* Exercise goal
Lines containing the word "sent" are to be copied from the data below.

* Data for review

PR #508, opened 2023-02-20
Fix random page sent when book is downloaded

akabhirav:
# Fixes random pages being sent when a chapter is downloaded

## Steps to reproduce
1. In the master branch or release, download any chapter from any book while keeping download as cbz disabled
2. Go to read that downloaded chapter

### Expected behaviour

* Written solution
Fix random page sent when book is downloaded
# Fixes random pages being sent when a chapter is downloaded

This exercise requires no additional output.